Oui, la Cnam a prévu des accès spécifiques d’urgence à condition que le patient ne s’y soit pas opposé. Il s’agit, d’une part, d’un accès Samu-centre 15 où le médecin régulateur peut accéder au DMP d’un patient pour lequel il reçoit un appel. D’autre part, d’un accès en mode « bris de glace » où tout professionnel de santé peut consulter le DMP d’un patient dont l’état comporte un risque immédiat pour sa santé, sauf si l’assuré l’a spécifiquement bloqué auparavant. Dans ce cas, le professionnel de santé renseigne le nom du patient, son prénom, sa date de naissance et la justification de l’accès.

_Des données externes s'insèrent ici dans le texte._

PR #429, opened 2016-01-21
remove glx mode since it no use anymore

xuguangxin:
glx mode original for chrome os, but it evolving from glx to ozone. So we'd better remove it.


uartie:
`./autogen.sh --enable-v4l2 --enable-tests`
...
`../v4l2/.libs/libyami_v4l2.so: undefined reference to 'eglGetProcAddress'`

uartie:
There's still a bunch of places in configure.ac that evaluate "$enable_v4l2_glx" that need removed... that might fix the compile error.

xuguangxin:
done, it's so hard...

uartie:
+1 lgtm

tests/v4l2decode.cpp
```diff
@@ -207,10 +201,6 @@ static Display * x11Display = NULL;
 static Window x11Window = 0;
 #endif
 #ifdef ANDROID
```
chivakker: This is an empty #ifdef. consider removing it

xuguangxin:
update according to Daniel's comments.

halleyzhao:
+1
Thanks

xuguangxin:
merged, thanks all.

PR #431, opened 2016-01-28
enc: remove surface validity check

leileishang:
Since in some cases(like android libva) surface id 0 is valid,
and may support windows in future, remove surface validity check
to make yami general. Driver will decide it.

Signed-off-by: Leilei Shang <leilei.shang@intel.com>


xuguangxin:
+1

xuguangxin:
merged as 4ebd37df9f337ea63a3bdb08b3dfca5fb0618bef

PR #435, opened 2016-02-01
create YamiVersion.h for api version track.

### LINKED ISSUE #318: Need a way to get libyami version
libva has a good method for getting the version both at compile time and run time.
va_version.h for compile time and vaInitialize for run time.
Can we add similar version info for libyami?

xuguangxin:
Create YamiVersion.h for api version, we should update it
when the interface between yami and user changed.
this fix #318


xuguangxin:
merged as c7607b12b30bfefdd99efbada6dfe98d96b60baa

PR #440, opened 2016-02-05
tests: Add "ipbmode" and "keyperiod" options to yamitranscoder.

ZhongXiaoxia:
tests: Add "ipbmode" and "keyperiod" options to yamitranscoder.

### DIFF
--- a/tests/yamitranscode.cpp
+++ b/tests/yamitranscode.cpp
@@ -52,6 +52,8 @@ static void print_help(const char* app)
     printf("   -N <number of frames to encode(camera default 50), useful for camera>\n");
     printf("   --qp <initial qp> optional\n");
     printf("   --rcmode <CBR|CQP> optional\n");
+    printf("   --ipbmode <0(I frame only ) | 1 (I and P frames) | 2 (I,P,B frames)> optional\n");
+    printf("   --keyperiod <key frame period(default 30)> optional\n");
     printf("   --refnum <number of referece frames(default 1)> optional\n");
 }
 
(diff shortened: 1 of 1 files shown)


encoder/vaapiencoder_h264.cpp
```diff
@@ -939,7 +939,10 @@ Encode_Status VaapiEncoderH264::reorder(const SurfacePtr& surface, uint64_t time
         m_reorderFrameList.push_front(picture);
         m_curFrameNum++;
         m_reorderState = VAAPI_ENC_REORD_DUMP_FRAMES;
-    }else if (m_frameIndex % (m_numBFrames + 1) != 0) {
+    } else if ((m_frameIndex % (m_numBFrames + 1) != 0)
+            && (m_frameIndex + 1 != intraPeriod())
+            && (m_frameIndex + 1 != keyFramePeriod())) {
+        // If next frame will be I or Idr, set this frame to P instead of B.
```
lizhong1008: Only when next frame is IDR, need to set this frame to be P frame, because only IDR( not I frame ) need to refresh DPB buffer.

lizhong1008: if KeyFramePeriod is 30, but the fourth frame is set to be forceKeyFrame, encoding sequence will be: IDR BB IDR, right? You patch can't handle this case.

ZhongXiaoxia: As I tested, this error also happens if next frame is I frame (non-IDR). So I have to add two conditions to avoid of this issue.

Best Regards,
Xiaoxia Zhong

ZhongXiaoxia:
Here I split the yamitranscoder new options to a separate commit. The H264 IPB mode issue will be submitted later after I fix the forceKeyFrame case.

PR #445, opened 2016-02-18
h264enc: Fix the encoding failure issue for IBBP mode.

ZhongXiaoxia:


encoder/vaapiencoder_h264.cpp
```diff
@@ -930,6 +930,15 @@ Encode_Status VaapiEncoderH264::reorder(const SurfacePtr& surface, uint64_t time
     bool isIdr = (m_frameIndex == 0 ||m_frameIndex >= keyFramePeriod() || forceKeyFrame);
 
     if (isIdr) {
+        // If the last frame before IDR is B frame, set it to P frame.
```
xuguangxin: What if last gop do not have enough frame? Suppose you have IBBBBP pattern, but you only have two frame ...
Similar logical should apply to last gop too.

ZhongXiaoxia: As I verified, it will discard the last few B frames if last GOP has no enough frames. So the core dumped error won’t happen in such case. Maybe driver handles it already.

Best Regards,
Xiaoxia Zhong

lizhong1008: It is discarded by yami(because VAAPI_ENC_REORD_DUMP_FRAMES is not set), not driver.
Maybe I need add flush logic for this case to avoid B frame discarded. But this patch LGTM since it can fix driver crash issue.

xuguangxin:
ok, maybe we can send NULL to VaapiEncoderBase::encode to indicate flush....

xuguangxin:
+1

lizhong1008:
+1

lizhong1008:
merged as ca1a2b75248430d77a9d5bff7c0e92918aa4469b

PR #447, opened 2016-02-26
Add IDR interval setting to H.264 encoder

ZhongXiaoxia:
h264enc: Modify IDR interval and key period parameters setting.
tests: Add "idrinterval" setting for encoder to indicate how many I frames between two IDRs.
tests: Change "keyperiod" option name to "intraperiod" to be consistent with its feature.

### DIFF
--- a/encoder/vaapiencoder_h264.cpp
+++ b/encoder/vaapiencoder_h264.cpp
@@ -44,7 +44,7 @@ using std::list;
 using std::vector;
 
 /* Define the maximum IDR period */
-#define MAX_IDR_PERIOD 512
+#define MAX_IDR_PERIOD 2000
 
 #define LEVEL51_MAX_MBPS 983040
 #define H264_FRAME_FR 172
@@ -700,7 +700,8 @@ VaapiEncoderH264::VaapiEncoderH264():
     m_useDct8x8(false),
     m_reorderState(VAAPI_ENC_REORD_WAIT_FRAMES),
     m_streamFormat(AVC_STREAM_FORMAT_ANNEXB),
-    m_frameIndex(0)
+    m_frameIndex(0),
+    m_keyPeriod(30)
 {
     m_videoParamCommon.profile = VAProfileH264Main;
     m_videoParamCommon.level = 40;
@@ -708,7 +709,7 @@ VaapiEncoderH264::VaapiEncoderH264():
     m_videoParamCommon.rcParams.minQP = 1;
 
     memset(&m_videoParamAVC, 0, sizeof(m_videoParamAVC));
-    m_videoParamAVC.idrInterval = 30;
+    m_videoParamAVC.idrInterval = 0;
 }
 
 VaapiEncoderH264::~VaapiEncoderH264()
@@ -763,11 +764,11 @@ void VaapiEncoderH264::resetParams ()
         m_numBFrames = ipPeriod() - 1;
 
     assert(intraPeriod() > ipPeriod());
+	
+    m_keyPeriod = intraPeriod() * (m_videoParamAVC.idrInterval + 1);
 
-    if (keyFramePeriod() < intraPeriod())
-        keyFramePeriod() = intraPeriod();
-    if (keyFramePeriod() > MAX_IDR_PERIOD)
-        keyFramePeriod() = MAX_IDR_PERIOD;
+    if (m_keyPeriod > MAX_IDR_PERIOD)
+        m_keyPeriod = MAX_IDR_PERIOD;
 
     if (minQP() > initQP() ||
             (rateControlMode()== RATE_CONTROL_CQP && minQP() < initQP()))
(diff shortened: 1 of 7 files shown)


lizhong1008:
@xuguangxin ,any comment for this patch?

encoder/vaapiencoder_h264.cpp
```diff
@@ -927,9 +919,18 @@ Encode_Status VaapiEncoderH264::reorder(const SurfacePtr& surface, uint64_t time
 
     PicturePtr picture(new VaapiEncPictureH264(m_context, surface, timeStamp));
 
-    bool isIdr = (m_frameIndex == 0 ||m_frameIndex >= keyFramePeriod() || forceKeyFrame);
+    bool isIdr = (m_frameIndex == 0 ||m_frameIndex >= m_keyPeriod || forceKeyFrame);
 
     if (isIdr) {
+        // If the last frame before IDR is B frame, set it to P frame.
```
xuguangxin: why still have this. seems it have been merged to master. https://github.com/01org/libyami/blob/master/encoder/vaapiencoder_h264.cpp#L934

encoder/vaapiencoder_hevc.cpp
```diff
@@ -1022,16 +1023,7 @@ Encode_Status VaapiEncoderHEVC::setParameters(VideoParamConfigType type, Yami_PT
     case VideoParamsTypeAVC: {
```
xuguangxin: could we change this to VideoParamsTypeHEVC?

tests/encodehelp.h
```diff
@@ -152,13 +155,16 @@ static bool process_cmdline(int argc, char *argv[])
                     rcMode = string_to_rc_mode(optarg);
                     break;
                 case 3:
-                    ipbMode= atoi(optarg);
+                    ipbMode = atoi(optarg);
```
xuguangxin: This changed by git-format-clang,right? Instead of format your file you can format your patch only. git-format-clang --sytle=webrtc HEAD^. Use this approach we can find who is really change the code by "git blame"

interface/VideoEncoderDefs.h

Comment le patient peut-il contrôler son DMP et savoir que le pharmacien a déposé un document ?

Le patient est notifié, par SMS ou par e-mail, lors d’un premier accès à son DMP par un nouveau professionnel de santé ou en cas d’ajout d’un nouveau document. Les accès des professionnels de santé sont tracés et consultables par le patient, ainsi que par son médecin traitant.

L’ouverture d’un DMP se reporte-t-elle automatiquement sur les ayants droit, notamment les enfants ?

«   Avant la mise à disposition des numéros d’inscriptions au répertoire de la Sécurité sociale, les interfaces de programmation ne permettaient d’ouvrir un DMP que pour les assurés. Désormais, et avec la version 2.0 de l’application Kapelse (voir Repères ci-contre), on peut ouvrir un DMP pour l’assuré et pour tous les bénéficiaires présents sur sa carte Vitale   », informe Denis Supplisson.

Peut-on ouvrir un DMP pour un étudiant ? Un indépendant ? Un mineur ?

La Cnam a prévu que tout bénéficiaire d’un régime de Sécurité sociale (majeur ou mineur) peut bénéficier, s’il le souhaite, d’un DMP. L’ouverture d’un DMP pour un enfant mineur revient au titulaire de l’autorité parentale, sauf si le mineur de 16 ans et plus est émancipé.

Les établissements de santé ont-ils la possibilité d’alimenter les DMP ?

Oui, et ce de façon automatique, directement depuis leur dossier patient informatisé. Pour cela, ils doivent identifier, en commission médicale d’établissement, les documents à ajouter aux DMP de leurs patients.

Que ne permet pas le DMP ?

«   Le DMP n’est que la bibliothèque du patient sur sa santé. Ce n’est pas un outil de coordination des soins. Ce qui l’est, ce sont les messageries sécurisées de santé et les expérimentations sur le terrain de santé numérique   », nuance Gilles Bonnefond, président de l’Union des syndicats de pharmaciens d’officine (Uspo). Denis Supplisson ajoute : «   des images sont stockées dans le DMP, mais il n’est pas encore possible de les exploiter informatiquement à des fins d’analyses pharmaceutiques   ».

Le dossier pharmaceutique et le DMP peuvent-ils communiquer entre eux ?

La loi prévoit que le volet médicament du DMP soit celui du dossier pharmaceutique, mais pour l’instant, ce dernier et le DMP ne peuvent pas s’interconnecter, car ils n’utilisent pas les mêmes moyens d’identification. Le dossier pharmaceutique sera amené à évoluer. §

À RETENIR


•    Relancé le 6 novembre dans une nouvelle mouture, désormais généralisé à toute la France, le dossier médical partagé (DMP) doit améliorer la prise en charge des patients, limiter les interactions médicamenteuses et éviter les prescriptions d’examens redondants.

•   Les pharmaciens pourront y ajouter des documents et le consulter.

•   L’Assurance maladie, les laboratoires pharmaceutiques, les mutuelles, les banques et les assurances ne peuvent le consulter.

•   A chaque fois qu’un professionnel de santé accède à un DMP, son titulaire est averti de la connexion.